• Stored records
::::

PR #560, opened 2020-02-27
Sketch how package: URLs should be rendered.

jyasskin:
@annevk requested more information on how `package:` URLs should be rendered, so here's a sketch.

I haven't yet run this by @estark37 and her team. Emily, does this look like a reasonable start? Are you running away in horror? Do y'all have any better ideas?

### DIFF
--- a/explainers/navigation-to-unsigned-bundles.md
+++ b/explainers/navigation-to-unsigned-bundles.md
@@ -346,16 +346,15 @@ Since it's a new scheme, we have to think about how browsers should render
 spec](https://url.spec.whatwg.org/#url-rendering) is probably not appropriate
 for the default display of `package:` URLs, as users won't understand the
 significance of its "host" part,
-`https!,,distributor.example,otherpackage.wbn;q=query$https!,,publisher.example`.
+`https:,,distributor.example,otherpackage.wbn;q=query$https:,,publisher.example`.
 
 We suggest that, in places the browser would render just a URL's host, it render
 the host of the *bundle's* URL, so just `distributor.example` in the above
-example. When the user opens the full URL for editing, it should expand to the full `package:` URL with encoding.
-
-Browsers can investigate showing a more detailed view, with the two components
-displayed separately, or even a full browser of the possible resource URLs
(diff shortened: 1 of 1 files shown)


annevk:
Doesn't that mean that as far as the user is concerned the authority is with the publisher? (I.e., same as with HTTP URLs today.) And if that's the case, what warrants all the complexity again?

estark37:
I'd like to see if we can avoid exposing `package:` URLs in browser UI all together. They look terrifying :) Are there strong use cases for editing them directly? Could we say that either the MVP does not involve editing `package:` URLs _or_ the MVP must involve some sort of custom UI for selecting resources within the package?

Showing the publisher hostname seems technically correct, but also could potentially lead to a proliferation of "double address bars" like we saw with AMP documents; the publisher and/or distributor thinks that it will be confusing to have the distributor hostname showing in the omnibox, so they add a second address bar in the web content showing the publisher hostname -- leading to confusion and sadness. I'm still getting my head around the use cases for unsigned/untrusted bundles so I'm not sure if this seems likely to be a big problem or if I can come up with a better suggestion. Is it likely that the distributor hostname will be meaningless to humans, like a generic CDN domain? Or do you expect distributor hostnames to usually be pretty meaningful, like `offline-ebooks.com` or something?

A minor note is that the currently proposed v1 solution (show the publisher hostname, reveal the full URL on click) might be a significant implementation investment. Even just eliding `www` subdomain labels was a large implementation effort (as I understand it) because of edge cases with the cursor jumping around when you select, dealing with different ways to focus the omnibox, etc. So it could turn out that implementing custom UI for `package:` URLs is a simpler v1 approach anyway.

kinu:
Okay, maybe the modified proposal could be: show the distributor's URL in omnibox (ideally  making it non-editable), but internally use package: URL.  @estark37 let us know if you have further comments on this idea. Thanks!

jyasskin:
This is superseded by the [URL rendering bits](https://github.com/jyasskin/webpackage/blob/package-scheme-explainer/explainers/bundle-urls-and-origins.md#rendering-the-url-bar) in #587.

::::

• What to do
Show the lines of the entries that include the string "explainers", copying each in full.

• Answer space
--- a/explainers/navigation-to-unsigned-bundles.md
+++ b/explainers/navigation-to-unsigned-bundles.md
This is superseded by the [URL rendering bits](https://github.com/jyasskin/webpackage/blob/package-scheme-explainer/explainers/bundle-urls-and-origins.md#rendering-the-url-bar) in #587.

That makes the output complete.